__What the task asks__
Lines below starting with the line with "Thanks @gautierronan! Refactored" and going on through the line with "at the bottom" must be output exactly; the rest of the records must be left out.
*** Opening Task input ***
PR #1104, opened 2026-06-06
add property tests for stochastic solvers (#1079)

### LINKED ISSUE #1079: unitaryHACK - Add tests for stochastic solvers
### Context

Stochastic Schrödinger equation (SSE) and stochastic master equation (SME) solvers are used to simulate continuously measured open quantum systems through individual quantum trajectories, not only ensemble-averaged evolution.

Beyond their physical interpretation, SSE solvers are also an important computational tool for open quantum systems. Since each trajectory evolves independently and propagates a state vector rather than a density matrix, trajectory-based methods can provide more favorable scaling and are naturally highly parallelizable compared to deterministic master-equation evolution.

Different stochastic unravelings (different stochastic trajectory descriptions of the same Lindblad master equation corresponding to different measurement processes) correspond to different physical measurement schemes:
- jump solvers model discrete detection events (e.g. photon counting);
- diffusive solvers model continuous weak measurements (e.g. homodyne detection).

A crucial physical requirement is that averaging many stochastic trajectories must recover the deterministic Lindblad evolution, while individual trajectories still exhibit the correct stochastic back-action and fluctuations.

Because of this, stochastic solvers are significantly harder to validate than deterministic solvers. Correctness must be checked both at the trajectory level and at the statistical ensemble level. The tests proposed in this issue are designed to verify these two aspects simultaneously.

This issue aims to add a small but meaningful test suite for stochastic solvers, covering all four stochastic APIs:

- [jump stochastic Schrödinger equation solver](https://www.dynamiqs.org/stable/python_api/integrators/jssesolve.html)
- [diffusive stochastic Schrödinger equation solver](https://www.dynamiqs.org/stable/python_api/integrators/dssesolve.html)
- [jump stochastic master equation solver](https://www.dynamiqs.org/stable/python_api/integrators/jsmesolve.html)
- [diffusive stochastic master equation solver](https://www.dynamiqs.org/stable/python_api/integrators/dsmesolve.html)

The goal is to test physically meaningful properties of the stochastic dynamics, not only that the solvers run without errors.

[existing stochastic solver test](https://github.com/dynamiqs/dynamiqs/blob/main/tests/jssesolve/test_jssesolve.py)
The current stochastic solver tests mainly verify first-order statistical convergence: averaging many stochastic trajectories should reproduce the corresponding deterministic `mesolve` result.

What is still missing are:
- analytical trajectory-level verification, checking that individual stochastic trajectories behave correctly in situations where the exact trajectory is known;
- analytical statistical tests validating both first- and second-order statistics directly against known theoretical results, rather than only against `mesolve`.

### What we want

Add tests that validate different aspects of stochastic solver correctness.

This includes extending the existing ensemble-convergence tests against `mesolve` to all four stochastic solvers.

Ideally, each test should cover all four solvers using the same physical problem. When the stochastic unravelings differ, the checked quantity may differ between solvers, but the underlying test problem should remain the same.

The tests should be non-trivial but lightweight enough to run reliably in CI. They should use a meaningful number of trajectories and saved time points, while keeping runtime reasonable.

### Test 1: No-back-action trajectory test

Add a test for a protected subspace where the stochastic measurement term should not introduce any back-action.

In this case, if the stochastic solvers are implemented correctly, all trajectories should collapse to the same deterministic analytical trajectory. This test checks that the stochastic part cancels exactly when it physically should.

This test should be implemented for all four stochastic solvers.

**A concrete proposed setup for this test is given below** 

### Test 2: Statistical ensemble test

Add a statistical test where the stochastic process has known analytical first- and second-order statistics.

The test should verify that, over many trajectories:

- the ensemble average follows the expected analytical mean;
- the ensemble variance follows the expected analytical variance;
- the accuracy is consistent with the number of trajectories.

This test checks that the solver produces the correct stochastic ensemble statistics, not only the correct deterministic average evolution.

The preferred setup is a single physical problem that can be tested across all four solvers. If necessary, the exact analytical formula may differ between jump and diffusive unravelings, but the tested physical situation should remain common.

### Acceptance criteria

- Existing ensemble-convergence tests against `mesolve` are extended to all four stochastic solvers.
- Two stochastic solver tests are added:
  - one no-back-action trajectory test;
  - one first- and second-order statistical ensemble test.
- Both tests cover all four stochastic solvers.
- Tests use fixed random seeds.
- Tests are meaningful but CI-friendly.
- Tests use enough trajectories and saved points to check non-trivial stochastic behavior.
- Tests would fail for incorrect stochastic back-action, incorrect trajectory statistics, or incorrect ensemble statistics.

### Focus 

Mixed between Physics understanding and coding :  Understanding solver behavior + testing practices

### Difficulty 

Hard

---

### Proposed setup for Test 1

**System :**

Use a two-qubit system with observation operator:

$$
L = -\sigma_z \otimes \sigma_z
$$

and Hamiltonian:

$$
H =
\frac{\omega}{2}
\left(
\sigma_x \otimes \sigma_x
+
\sigma_y \otimes \sigma_y
\right)
$$

Initial state:

$$
|\psi(0)\rangle = |01\rangle
$$

**Expected behavior :**

The dynamics remain in the odd-parity subspace spanned by:

$$
|01\rangle,\ |10\rangle
$$

In this subspace, the observation operator acts as the identity, so it should not introduce any stochastic back-action.

The expected trajectory is the deterministic evolution:

$$
|\psi(t)\rangle = \cos(\omega t)|01\rangle - i\sin(\omega t)|10\rangle
$$

**Checks :**

For each stochastic trajectory and time step, verify:

- agreement with the analytical state:

$$
1 -
\left|
\langle
\psi_{\mathrm{exact}}(t)
|
\psi_{\mathrm{stoch}}(t)
\rangle
\right|^2
\approx 0
$$

---

### Possible ideas for Test 2

One simple starting point is qubit de-excitation:

$$
H = 0,
\qquad
L = \sqrt{\gamma}\sigma_-,
\qquad
|\psi(0)\rangle = |e\rangle .
$$

For the jump stochastic solvers, this gives a clean Bernoulli process: each trajectory is either still excited or has emitted a jump. Therefore the excited-state population satisfies

$$
P_e^{(r)}(t) \in \{0, 1\},
\qquad
P_e^{(r)}(t) \sim \mathrm{Bernoulli}(e^{-\gamma t}).
$$

So the ensemble mean and variance are known:

$$
\mathbb{E}[P_e(t)] = e^{-\gamma t},
\qquad
\mathrm{Var}[P_e(t)] =
e^{-\gamma t}\left(1-e^{-\gamma t}\right).
$$

This is a good candidate for `jssesolve` and `jsmesolve`, using either the excited-state population or the jump information from `result.clicktimes`.

For the diffusive solvers, the same Bernoulli statistics do not generally apply because the unraveling is different. A similar test should be found where the first- and second-order statistics are known for the diffusive measurement record.

Ronit-Raj9:
Closes #1079.

Adds a small property-test suite for the four stochastic solvers (`jssesolve`, `dssesolve`, `jsmesolve`, `dsmesolve`). The tests are parametrized over all four solvers through a shared runner, so the same physical problem is checked for each unraveling instead of duplicating four near-identical files.

Files (all under `tests/stochastic/`):
- `utils.py` — solver runners (common signature) and physical systems
- `test_properties.py` — the tests

### Convergence to `mesolve` (`test_convergence_to_mesolve`)

Averaging trajectories recovers the Lindblad evolution, checked for both expectation values and states. This extends the existing jsse-only check to all four solvers.

### No back-action (`test_no_backaction`)

Uses the setup proposed in the issue: `H = (ω/2)(σx⊗σx + σy⊗σy)`, `L = -σz⊗σz`, `ψ0 = |01⟩`. On the odd-parity subspace `{|01⟩, |10⟩}`, the measurement acts as the identity, so every trajectory should follow the deterministic curve `cos(ωt)|01⟩ - i·sin(ωt)|10⟩`. Checks `1 - |⟨ψ_exact|ψ⟩|²` for each trajectory at each saved time.

### First/second-order statistics (`test_statistics`)

One common problem for all four solvers: QND measurement of `σz` on a `σz` eigenstate (`H = 0`, `L = √γ σz`, `ψ0 = |e⟩`). The state is a fixed point, so the only randomness is in the measurement record, with known moments:

- **Jump solvers:** click count over `[0, T)` is `Poisson(γT)`, so `mean = var = γT` (from `result.nclicks`)
- **Diffusive solvers:** time-averaged record is Gaussian with `mean = 2√γ` and `var = 1/Δt` (from `result.measurements`)

Also includes the issue's Bernoulli de-excitation example as an extra jump-only check (`test_jump_bernoulli_statistics`): `H = 0`, `L = √γ σ-`, `ψ0 = |e⟩`, where the excited-state population is `Bernoulli(e^{-γt})`.

## Negative controls

To ensure the assertions catch wrong physics and don't pass trivially:

- **`test_backaction_is_detected`** — same Hamiltonian but `L = σz⊗I`, which is not the identity on the subspace. Back-action shows up (max infidelity ≈ 1), so the no-back-action assertion correctly fails here.
- **`test_statistics_reject_wrong_rate`** — measured click rate rejects a wrong rate (`2γ` instead of `γ`).

## Notes

- The checked quantity in `test_statistics` differs by unraveling: Poisson click count for jump solvers, Gaussian record statistics for diffusive solvers. Bernoulli population statistics only apply to the jump unraveling, which is why the shared test uses the QND measurement record. For diffusive solvers the QND state is a fixed point, so record mean/variance is checked, not state population.
- Statistics tolerances are **5σ Monte Carlo confidence bounds**, scaling as `1/√N` with the number of samples (addresses the "accuracy consistent with the number of trajectories" requirement from the issue).
- Convergence tolerance is slightly looser than existing jsse tests because diffusive solvers use weak-order-1 `EulerMaruyama` with `dt=1e-3`; its ensemble-average bias (~1e-2) dominates here.
- Fixed seeds throughout. Tests are marked `TEST_LONG` and use 2000–4000 trajectories; the suite runs in well under a minute locally.

## Test plan

- [x] `uv run pytest tests/stochastic/ -v` — 20/20 passed locally (~41s)
- [x] `ruff check` and `ruff format --check` clean
- [x] CI green on this PR


tests/stochastic/utils.py
```diff
@@ -0,0 +1,125 @@
...
+def run_dsme(H, jump_ops, psi0, tsave, keys, exp_ops):
+    etas = jnp.ones(len(jump_ops))
+    method = dq.method.EulerMaruyama(dt=DT)
+    return dq.dsmesolve(
+        H, jump_ops, etas, psi0, tsave, keys=keys, exp_ops=exp_ops, method=method
+    )
+
+
+SOLVERS = {'jsse': run_jsse, 'dsse': run_dsse, 'jsme': run_jsme, 'dsme': run_dsme}
+JUMP_SOLVERS = ['jsse', 'jsme']
```
Nicolas-Lepage: These helpers are useful :) 

Can you please add 4 new types of "runs" to be even more complete 

- `jsse_event_no_smart` and `jsse_event_smart`: `Event` method with `smart_sampling`=`False` and `True` respectively, using the same `root_finder` setup as in the : [jssesolve test ](https://github.com/dynamiqs/dynamiqs/blob/main/tests/jssesolve/test_jssesolve.py)
- for dsse add the `Rouchon1()` with same DT as euler
- for dsme add the `Rouchon1()` with same DT as euler

Note: during review I observed that `test_statistics` fails for jsse with `Event(smart_sampling=True)` — the click count mean is off by 7σ. This looks like a solver bug rather than a test bug and should be opened as a separate issue. The test is correct to catch it.

tests/stochastic/utils.py
```diff
@@ -0,0 +1,125 @@
...
+    bra = jnp.conj(jnp.swapaxes(exact, -1, -2))  # (ntsave, 1, n)
+    if states.shape[-1] == 1:  # ket (SSE)
+        overlap = (bra @ states)[..., 0, 0]  # (ntrajs, ntsave)
+        bra_psi = jnp.conj(jnp.swapaxes(states, -1, -2))
+        norm2 = (bra_psi @ states)[..., 0, 0].real
+        return 1 - jnp.abs(overlap) ** 2 / norm2
+    # density matrix (SME)
+    num = (bra @ states @ exact)[..., 0, 0].real  # (ntrajs, ntsave)
+    tr = jnp.trace(states, axis1=-2, axis2=-1).real
+    return 1 - num / tr
```
Nicolas-Lepage: The normalized infidelity is a good directional check but it hides normalization errors by construction. Please keep it, but add a complementary check that verifies norm preservation explicitly:
```
# norm should be preserved at every trajectory and time step
assert jnp.allclose(norm2, 1.0, atol=atol_norm)
```
This decomposes solver correctness into two orthogonal checks:
- direction: is the state pointing the right way? (existing normalized infidelity)
- scale: is probability conserved? (new norm check)

tests/stochastic/test_properties.py
```diff
@@ -0,0 +1,172 @@
...
+    omega = 1.0
+    H, jump_ops, psi0 = backaction_system(omega)
+    tsave = jnp.linspace(0.0, 1.0, 11)
+
+    keys = jax.random.split(jax.random.key(6), num=50)
+    result = SOLVERS[solver](H, jump_ops, psi0, tsave, keys, None)
+
+    exact = dq.stack([protected_subspace_state(t.item(), omega) for t in tsave])
+    infidelity = infidelity_with_state(result, exact)
+    assert jnp.max(infidelity) > atol
```
Nicolas-Lepage: This test is correctly checking fidelity to the analytical solution. To also test whether there is back-action, we could add an assert statement checking that the infidelity between a trajectory and all others is close to machine precision.

If there is truly no back-action then all errors should come from the integration method and this should be the same for all trajectories.

Nicolas-Lepage (changes requested):
This is a great PR, it implements everything the issue asks for and finds a good common physical problem for the first and second order statistics test.

In addition to the 3 comments I have left, please address one last general point:
I have run your tests with verbose printing of all asserted quantities and find that for most tests  (especially convergence to mesolve, no back-action, and first order statistics ) the tolerances can be tightened significantly. In some cases the actual errors are orders of magnitude below the current threshold, in the no back-action test as low as near machine precision.

Please tighten the tolerances to reflect the actual errors observed, on top of addressing the other comments. 

Thanks for the work !

Ronit-Raj9:
Thanks for the detailed review! Addressed all of it in the latest commit.

tests/stochastic/utils.py
Ronit-Raj9: implemented all four:
  - `jsse_event_no_smart` / `jsse_event_smart` — `Event(root_finder=optx.Newton(1e-4, 1e-4,  rms_norm), smart_sampling=False/True)`, same root finder as `test_jssesolve.py`
  - `dsse` and `dsme` each get a `Rouchon1(dt=DT)` runner

  On the `smart_sampling=True` failure - confirmed it's a solver bug, opened #1113. It biases the raw per-trajectory click ensemble, so it actually fails both `test_statistics` (Poisson count, ~20σ at N=4000) and `test_jump_bernoulli_statistics` (population). `mean_expects()`/`mean_states()` are corrected for it, so convergence and no-back-action still pass. Both affected parametrizations are marked `xfail(strict=True)` pointing at #1113, so a fix will show up as an xpass.

tests/stochastic/utils.py
Ronit-Raj9: Added. Kept the normalized infidelity for the direction check, and added a `trajectory_norms(result)` helper (returns `<psi|psi>` for kets, `Tr[rho]` for density matrices) with an explicit scale check in `test_no_backaction`:

  ```python
  assert jnp.allclose(trajectory_norms(result), 1.0, atol=atol_norm)  # atol_norm=2e-2
  ```

  Good call - it surfaces a real difference between the methods: the fixed-step Euler solvers `EulerJump`/`EulerMaruyama`) only conserve the norm to O(dt) (~8e-3 here), while the norm-preserving `Rouchon`/`Event` methods hold it to ~1e-6. The 2e-2 tolerance sits just above the Euler drift, so it still catches gross probability non-conservation.

tests/stochastic/test_properties.py
Ronit-Raj9: Added - this is the cross-trajectory check you described. New `cross_trajectory_infidelity(result)` helper computes the infidelity of every trajectory against the first one at each saved time (kets via normalized overlap, density matrices via `Tr[rho_0 rho_i]`).

  With no back-action every trajectory follows the same deterministic evolution, so they only differ at the
  integrator's floating-point level - in `test_no_backaction`:

  ```python
  assert jnp.all(cross_trajectory_infidelity(result) < atol)  #
  atol=1e-4, measured ~0–2e-5
  ```

  I also used it in the negative control (`test_backaction_is_detected`): with real back-action the trajectories diverge from each other, so there I assert it's large (`> 0.1`, measured ~0.9). That gives the two ends of the  check - identical trajectories when the measurement is harmless, divergent ones when it isn't.

tests/stochastic/utils.py
Nicolas-Lepage: Thanks for the modification, this is great work !

Nicolas-Lepage (dismissed):
This is great work ! thanks for the tests and helping catch a solver issue !

Ronit-Raj9:
Since you finally approved that issue is correct... should i go on raising PR for that... i had solved it locally.

Nicolas-Lepage:
@Ronit-Raj9 i am just waiting for a colleague to give his approval as well. If he is ok i will merge and you will receive the bounty. And i am not sure if i understood your last message but you can open a PR for the issue raised by the tests, we welcome the help gladly, but just as a disclaimer : it will not be in the hackathon.

Ronit-Raj9:
Yeah, I understood it won't be part of hackathon... its just i had fixed it locally so thought to raise the PR.

Nicolas-Lepage:
Sorry, I had not understood your message earlier. We welcome your fix! You can go ahead and open a new PR!

tests/stochastic/test_properties.py
```diff
@@ -0,0 +1,212 @@
...
+    jump_ops = [a, 0.3 * a.dag()]
+    psi0 = dq.coherent(n, 0.5)
+    exp_ops = [a.dag() @ a, a + a.dag()]
+    tsave = jnp.linspace(0.0, 1.0, 6)
+
+    keys = jax.random.split(jax.random.key(1), num=2000)
+    sresult = SOLVERS[solver](H, jump_ops, psi0, tsave, keys, exp_ops)
+    meresult = dq.mesolve(
+        H, jump_ops, psi0, tsave, exp_ops=exp_ops, progress_meter=None
+    )
```
gautierronan: Ideally, we should test against an analytical result (as we do for non-stochastic solvers) instead of `mesolve`. It would be faster, and it would be more robust to a possible bug that would affect both `mesolve` and stochastic solvers at the same time.

gautierronan (changes requested):
Hi @Ronit-Raj9, thanks a lot for your contribution to the library. I like the overall PR content and the variety of tests: it's indeed great that it caught a non-trivial bug on the smart_sampling method.

However, the current implementation deviates significantly from the current structure of the `tests` folder. Could you thus refactor your PR to align with this structure before merging? Roughly speaking, you could:
- Introduce a `StochasticTester` class inside `tests/stochastic_tester.py`, similarly to the existing `IntegratorTester`. This would host the various test functions that you later use for each stochastic solver.
- Introduce a file `tests/systems/stochastic_system.py` where you can cleanly instanciate your various "physical systems"
- Have at least one test file per solver, for instance `tests/jsmesolve/test_jsmesolve.py` where you call the various tests functions on the various systems that you have defined above.

Note that a `test_jssesolve.py` file already exists, but feel free to completely override it if it becomes redundant with your new tests.

tests/stochastic/test_properties.py
Ronit-Raj9: Done - dropped `mesolve` entirely. Convergence now checks the trajectory average against the analytical Lindblad result of a driven-damped oscillator: `<a>(t) = α_ss(1 − e^{−st})`, `s = κ/2 + iω`, and the full state against the analytical  coherent state `|α(t)⟩⟨α(t)|` (the oscillator stays coherent under amplitude damping) - mirroring how the deterministic solvers check both `states` and `expects`. Faster (no solver call for the reference) and independent of any solver, as you suggested.

Ronit-Raj9:
Thanks @gautierronan! Refactored to match the repo structure:
  
  - `tests/stochastic_tester.py` - `StochasticTester` class hosting the test functions (same shape as `IntegratorTester`, `_test_*(self, system, method)`)
  - `tests/systems/stochastic_system.py` - the physical systems as `System` subclasses (`ProtectedSubspace`, `DampedOscillator`, `DecayQubit`, `QNDQubit`, `BackactionQubit`), instantiated at the bottom
  - one test file per solver (`tests/{jssesolve,dssesolve,jsmesolve,dsmesolve}/test_*.py`), each a `StochasticTester` subclass that wires the systems + that solver's methods; the old `test_jssesolve.py` is overridden
  
  All references are now analytical (no `mesolve`) - see the reply on your inline comment. Rebased on latest main and re-ran locally: green (the 2 `xfail`s are the smart_sampling bug #1113).

tests/stochastic_tester.py
```diff
@@ -0,0 +1,203 @@
...
+    bra = jnp.conj(jnp.swapaxes(exact, -1, -2))  # (ntsave, 1, n)
+    if states.shape[-1] == 1:  # ket (SSE)
+        overlap = (bra @ states)[..., 0, 0]  # (ntrajs, ntsave)
+        bra_psi = jnp.conj(jnp.swapaxes(states, -1, -2))
+        norm2 = (bra_psi @ states)[..., 0, 0].real
+        return 1 - jnp.abs(overlap) ** 2 / norm2
+    # density matrix (SME)
+    num = (bra @ states @ exact)[..., 0, 0].real  # (ntrajs, ntsave)
+    tr = jnp.trace(states, axis1=-2, axis2=-1).real
+    return 1 - num / tr
```
gautierronan: I think you can essentially replace this helper with a single call to `dq.overlap`, and avoid conversion to jax arrays.

tests/stochastic_tester.py
```diff
@@ -0,0 +1,203 @@
...
+
+
+def trajectory_norms(result) -> Array:
+    # state norm per trajectory and time: <psi|psi> for kets, Tr[rho] for density
+    # matrices. Probability conservation requires this to stay 1.
+    states = result.states.to_jax()
+    if states.shape[-1] == 1:
+        bra = jnp.conj(jnp.swapaxes(states, -1, -2))
+        return (bra @ states)[..., 0, 0].real
+    return jnp.trace(states, axis1=-2, axis2=-1).real
```
gautierronan: Same, I think you can replace this with `dq.norm` or `dq.trace`.

tests/stochastic_tester.py
```diff
@@ -0,0 +1,203 @@
...
+    if states.shape[-1] == 1:  # ket
+        states = states / jnp.linalg.norm(states, axis=-2, keepdims=True)
+        ref = states[0:1]
+        overlap = jnp.abs((jnp.conj(jnp.swapaxes(ref, -1, -2)) @ states)[..., 0, 0])
+        return 1 - overlap**2
+    # density matrix: 1 - Tr[rho_0 rho_i] with unit-trace normalisation
+    tr = jnp.trace(states, axis1=-2, axis2=-1).real[..., None, None]
+    states = states / tr
+    ref = states[0:1]
+    return 1 - jnp.trace(ref @ states, axis1=-2, axis2=-1).real
```
gautierronan: Same, internal implementation should use dynamiqs utilities (probably `dq.overlap` or `dq.fidelity` here).

tests/stochastic_tester.py
```diff
@@ -0,0 +1,203 @@
...
+        seed: int = 5,
+    ):
+        # click count over [0, T) is Poisson(gamma T): mean = var = gamma T. The
+        # tolerances are 5-sigma Monte Carlo confidence bounds (scale as 1/sqrt(N)).
+        result = system.run(self.SOLVER, method, _keys(seed, ntrajs))
+        nclicks = result.nclicks[..., 0]
+        n = nclicks.shape[0]
+        lam = system.poisson_lambda()
+        sem = jnp.sqrt(lam / n)
+        sev = jnp.sqrt((lam + 2 * lam**2) / n)
```
gautierronan: nit: can you avoid unnecessary abbreviations here? It makes it easier to read and thus maintain the code. e.g. `lam` -> `poisson_lambda`, `sem` -> `expected_mean` (might not be the best name, but something along those lines), `sev` -> `expected_variance` (same).

tests/stochastic_tester.py
```diff
@@ -0,0 +1,203 @@
...
+        # time-averaged record I = <L+Ld> + dW/dt is Gaussian, with analytically
+        # known mean and variance; 5-sigma Monte Carlo confidence bounds
+        result = system.run(self.SOLVER, method, _keys(seed, ntrajs))
+        samples = result.measurements[..., 0, :].reshape(-1)
+        n = samples.shape[0]
+        mean, var = system.record_mean(), system.record_variance()
+        sem = jnp.sqrt(var / n)
+        sev = var * jnp.sqrt(2 / n)
+        assert jnp.abs(samples.mean() - mean) < 5 * sem
+        assert jnp.abs(samples.var() - var) < 5 * sev
```
gautierronan: Same comment

gautierronan (changes requested):
Thanks a lot for the changes @Ronit-Raj9. I really like the PR as is. Great work!

I have added a few minor comments below, and then I'm happy to merge!

tests/systems/stochastic_system.py
```diff
@@ -0,0 +1,242 @@
...
+    solver name, so the same physical system can be checked for every unraveling.
+    The SME solvers use perfect efficiency (eta=1) and no dark counts (theta=0),
+    for which their trajectory-averaged dynamics matches the corresponding SSE.
+    """
+
+    @abstractmethod
+    def Ls(self, params: PyTree) -> list[QArray | TimeQArray]:
+        """Compute the jump operators."""
+
+    def run(self, solver: str, method: Method, keys: Array, **kwargs) -> Result:
```
Nicolas-Lepage: The `**kwargs` is not needed and should be removed to be consistant with the rest of the tests.

Nicolas-Lepage (changes requested):
Thanks again for the changes. this seems much closer to our other tests. I have added one small comment on the arguments of the run function.

tests/systems/stochastic_system.py
Ronit-Raj9: Yupp.. removed **kwargs.

tests/stochastic_tester.py
Ronit-Raj9: Done - renamed to poisson_lambda / mean_standard_error / variance_standard_error.

tests/stochastic_tester.py
Ronit-Raj9: Done - same here: expected_mean / expected_variance / mean_standard_error / variance_standard_error.

tests/stochastic_tester.py
Ronit-Raj9: Done - replaced with 1 - dq.overlap(exact, dq.unit(result.states, psd=True)), no jax conversion. Used psd=True so density matrices normalise by trace - the default .unit() uses the trace-norm and slightly over-normalises a numerically-near-PSD ρ.

tests/stochastic_tester.py
Ronit-Raj9: Done - now just dq.norm(result.states, psd=True) (gives √⟨ψ|ψ⟩ for kets, Tr[ρ] for density matrices).

tests/stochastic_tester.py
Ronit-Raj9: Done - dq.unit(result.states, psd=True) then 1 - dq.overlap(states[0:1], states).

gautierronan (approved):
LGTM!

Nicolas-Lepage (approved):
Thanks @Ronit-Raj9 for this great PR and for being responsive during the review phase!

Ronit-Raj9:
Thank you both! Really appreciate how responsive you were during the review - the quick, specific feedback made the changes fast and kept the context fresh. Learned a lot about the codebase along the way. Glad it caught the smart_sampling bug too.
*** Closing Task input ***
__Answer to the exercise__
Thanks @gautierronan! Refactored to match the repo structure:
  
  - `tests/stochastic_tester.py` - `StochasticTester` class hosting the test functions (same shape as `IntegratorTester`, `_test_*(self, system, method)`)
  - `tests/systems/stochastic_system.py` - the physical systems as `System` subclasses (`ProtectedSubspace`, `DampedOscillator`, `DecayQubit`, `QNDQubit`, `BackactionQubit`), instantiated at the bottom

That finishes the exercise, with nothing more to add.